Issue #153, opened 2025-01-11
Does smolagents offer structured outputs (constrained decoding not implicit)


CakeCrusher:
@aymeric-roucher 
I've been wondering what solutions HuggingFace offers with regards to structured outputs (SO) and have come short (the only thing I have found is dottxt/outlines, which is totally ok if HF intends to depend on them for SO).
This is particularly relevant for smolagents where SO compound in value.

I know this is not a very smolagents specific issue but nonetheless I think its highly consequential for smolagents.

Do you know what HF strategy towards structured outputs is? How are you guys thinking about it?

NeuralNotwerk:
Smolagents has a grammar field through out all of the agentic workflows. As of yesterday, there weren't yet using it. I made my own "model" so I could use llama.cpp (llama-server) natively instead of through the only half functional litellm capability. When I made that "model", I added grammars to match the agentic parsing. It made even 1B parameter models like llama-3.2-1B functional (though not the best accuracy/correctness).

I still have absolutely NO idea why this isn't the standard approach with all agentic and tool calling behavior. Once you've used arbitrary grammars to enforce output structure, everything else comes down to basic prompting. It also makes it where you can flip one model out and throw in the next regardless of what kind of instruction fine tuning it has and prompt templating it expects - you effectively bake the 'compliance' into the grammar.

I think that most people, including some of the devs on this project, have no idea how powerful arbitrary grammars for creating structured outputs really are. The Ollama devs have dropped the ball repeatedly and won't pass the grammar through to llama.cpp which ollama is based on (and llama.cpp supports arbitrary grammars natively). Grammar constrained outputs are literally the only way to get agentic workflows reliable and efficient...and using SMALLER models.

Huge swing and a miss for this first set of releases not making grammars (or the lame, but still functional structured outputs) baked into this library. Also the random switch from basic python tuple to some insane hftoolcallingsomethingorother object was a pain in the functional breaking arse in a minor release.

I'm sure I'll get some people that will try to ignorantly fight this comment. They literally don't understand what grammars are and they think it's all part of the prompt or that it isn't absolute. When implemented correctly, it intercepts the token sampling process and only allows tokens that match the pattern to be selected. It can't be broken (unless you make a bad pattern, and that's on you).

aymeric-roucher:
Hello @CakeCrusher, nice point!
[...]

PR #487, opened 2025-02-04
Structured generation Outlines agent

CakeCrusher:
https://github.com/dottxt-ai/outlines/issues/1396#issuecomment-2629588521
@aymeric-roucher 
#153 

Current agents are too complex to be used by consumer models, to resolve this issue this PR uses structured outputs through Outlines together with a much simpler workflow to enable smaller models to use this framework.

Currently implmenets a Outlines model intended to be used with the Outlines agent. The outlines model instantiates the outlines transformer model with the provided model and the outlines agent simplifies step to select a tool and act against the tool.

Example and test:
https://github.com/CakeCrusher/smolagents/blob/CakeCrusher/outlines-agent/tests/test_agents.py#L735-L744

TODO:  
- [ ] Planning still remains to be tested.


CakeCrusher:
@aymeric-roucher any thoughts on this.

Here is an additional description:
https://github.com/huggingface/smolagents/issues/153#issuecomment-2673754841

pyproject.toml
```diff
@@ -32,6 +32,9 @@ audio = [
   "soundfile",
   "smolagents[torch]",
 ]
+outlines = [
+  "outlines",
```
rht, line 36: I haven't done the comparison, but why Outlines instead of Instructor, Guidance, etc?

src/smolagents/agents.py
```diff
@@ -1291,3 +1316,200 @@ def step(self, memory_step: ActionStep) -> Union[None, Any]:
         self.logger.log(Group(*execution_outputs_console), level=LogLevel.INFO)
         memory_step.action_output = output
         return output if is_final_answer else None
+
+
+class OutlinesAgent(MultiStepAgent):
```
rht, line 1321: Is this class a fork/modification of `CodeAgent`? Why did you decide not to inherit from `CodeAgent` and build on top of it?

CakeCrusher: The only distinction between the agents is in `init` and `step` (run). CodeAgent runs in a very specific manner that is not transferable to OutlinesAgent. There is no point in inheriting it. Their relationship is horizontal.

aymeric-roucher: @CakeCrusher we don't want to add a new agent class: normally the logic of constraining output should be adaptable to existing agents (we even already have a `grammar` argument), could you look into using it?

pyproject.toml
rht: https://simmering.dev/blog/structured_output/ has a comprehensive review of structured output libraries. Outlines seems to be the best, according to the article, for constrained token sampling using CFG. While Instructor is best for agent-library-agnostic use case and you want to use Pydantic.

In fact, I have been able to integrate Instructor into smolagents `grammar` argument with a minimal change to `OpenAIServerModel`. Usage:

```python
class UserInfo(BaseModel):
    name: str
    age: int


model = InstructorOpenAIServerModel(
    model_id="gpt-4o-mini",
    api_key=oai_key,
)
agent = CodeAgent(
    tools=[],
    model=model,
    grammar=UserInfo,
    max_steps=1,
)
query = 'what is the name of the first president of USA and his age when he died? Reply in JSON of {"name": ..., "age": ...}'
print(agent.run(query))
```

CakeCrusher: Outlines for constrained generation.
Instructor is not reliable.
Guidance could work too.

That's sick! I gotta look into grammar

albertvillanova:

--------------------------------

■ **YOUR GOAL**
Beginning with the first line and ending with the last, copy the material above exactly.

■ **EXERCISE SOLUTION**
Issue #153, opened 2025-01-11
Does smolagents offer structured outputs (constrained decoding not implicit)


CakeCrusher:
@aymeric-roucher 
I've been wondering what solutions HuggingFace offers with regards to structured outputs (SO) and have come short (the only thing I have found is dottxt/outlines, which is totally ok if HF intends to depend on them for SO).
This is particularly relevant for smolagents where SO compound in value.

I know this is not a very smolagents specific issue but nonetheless I think its highly consequential for smolagents.

Do you know what HF strategy towards structured outputs is? How are you guys thinking about it?

NeuralNotwerk:
Smolagents has a grammar field through out all of the agentic workflows. As of yesterday, there weren't yet using it. I made my own "model" so I could use llama.cpp (llama-server) natively instead of through the only half functional litellm capability. When I made that "model", I added grammars to match the agentic parsing. It made even 1B parameter models like llama-3.2-1B functional (though not the best accuracy/correctness).

I still have absolutely NO idea why this isn't the standard approach with all agentic and tool calling behavior. Once you've used arbitrary grammars to enforce output structure, everything else comes down to basic prompting. It also makes it where you can flip one model out and throw in the next regardless of what kind of instruction fine tuning it has and prompt templating it expects - you effectively bake the 'compliance' into the grammar.

I think that most people, including some of the devs on this project, have no idea how powerful arbitrary grammars for creating structured outputs really are. The Ollama devs have dropped the ball repeatedly and won't pass the grammar through to llama.cpp which ollama is based on (and llama.cpp supports arbitrary grammars natively). Grammar constrained outputs are literally the only way to get agentic workflows reliable and efficient...and using SMALLER models.

Huge swing and a miss for this first set of releases not making grammars (or the lame, but still functional structured outputs) baked into this library. Also the random switch from basic python tuple to some insane hftoolcallingsomethingorother object was a pain in the functional breaking arse in a minor release.

I'm sure I'll get some people that will try to ignorantly fight this comment. They literally don't understand what grammars are and they think it's all part of the prompt or that it isn't absolute. When implemented correctly, it intercepts the token sampling process and only allows tokens that match the pattern to be selected. It can't be broken (unless you make a bad pattern, and that's on you).

aymeric-roucher:
Hello @CakeCrusher, nice point!
[...]

PR #487, opened 2025-02-04
Structured generation Outlines agent

CakeCrusher:
https://github.com/dottxt-ai/outlines/issues/1396#issuecomment-2629588521
@aymeric-roucher 
#153 

Current agents are too complex to be used by consumer models, to resolve this issue this PR uses structured outputs through Outlines together with a much simpler workflow to enable smaller models to use this framework.

Currently implmenets a Outlines model intended to be used with the Outlines agent. The outlines model instantiates the outlines transformer model with the provided model and the outlines agent simplifies step to select a tool and act against the tool.

Example and test:
https://github.com/CakeCrusher/smolagents/blob/CakeCrusher/outlines-agent/tests/test_agents.py#L735-L744

TODO:  
- [ ] Planning still remains to be tested.


CakeCrusher:
@aymeric-roucher any thoughts on this.

Here is an additional description:
https://github.com/huggingface/smolagents/issues/153#issuecomment-2673754841

pyproject.toml
```diff
@@ -32,6 +32,9 @@ audio = [
   "soundfile",
   "smolagents[torch]",
 ]
+outlines = [
+  "outlines",
```
rht, line 36: I haven't done the comparison, but why Outlines instead of Instructor, Guidance, etc?

src/smolagents/agents.py
```diff
@@ -1291,3 +1316,200 @@ def step(self, memory_step: ActionStep) -> Union[None, Any]:
         self.logger.log(Group(*execution_outputs_console), level=LogLevel.INFO)
         memory_step.action_output = output
         return output if is_final_answer else None
+
+
+class OutlinesAgent(MultiStepAgent):
```
rht, line 1321: Is this class a fork/modification of `CodeAgent`? Why did you decide not to inherit from `CodeAgent` and build on top of it?

CakeCrusher: The only distinction between the agents is in `init` and `step` (run). CodeAgent runs in a very specific manner that is not transferable to OutlinesAgent. There is no point in inheriting it. Their relationship is horizontal.

aymeric-roucher: @CakeCrusher we don't want to add a new agent class: normally the logic of constraining output should be adaptable to existing agents (we even already have a `grammar` argument), could you look into using it?

pyproject.toml
rht: https://simmering.dev/blog/structured_output/ has a comprehensive review of structured output libraries. Outlines seems to be the best, according to the article, for constrained token sampling using CFG. While Instructor is best for agent-library-agnostic use case and you want to use Pydantic.

In fact, I have been able to integrate Instructor into smolagents `grammar` argument with a minimal change to `OpenAIServerModel`. Usage:

```python
class UserInfo(BaseModel):
    name: str
    age: int


model = InstructorOpenAIServerModel(
    model_id="gpt-4o-mini",
    api_key=oai_key,
)
agent = CodeAgent(
    tools=[],
    model=model,
    grammar=UserInfo,
    max_steps=1,
)
query = 'what is the name of the first president of USA and his age when he died? Reply in JSON of {"name": ..., "age": ...}'
print(agent.run(query))
```

CakeCrusher: Outlines for constrained generation.
Instructor is not reliable.
Guidance could work too.

That's sick! I gotta look into grammar

albertvillanova:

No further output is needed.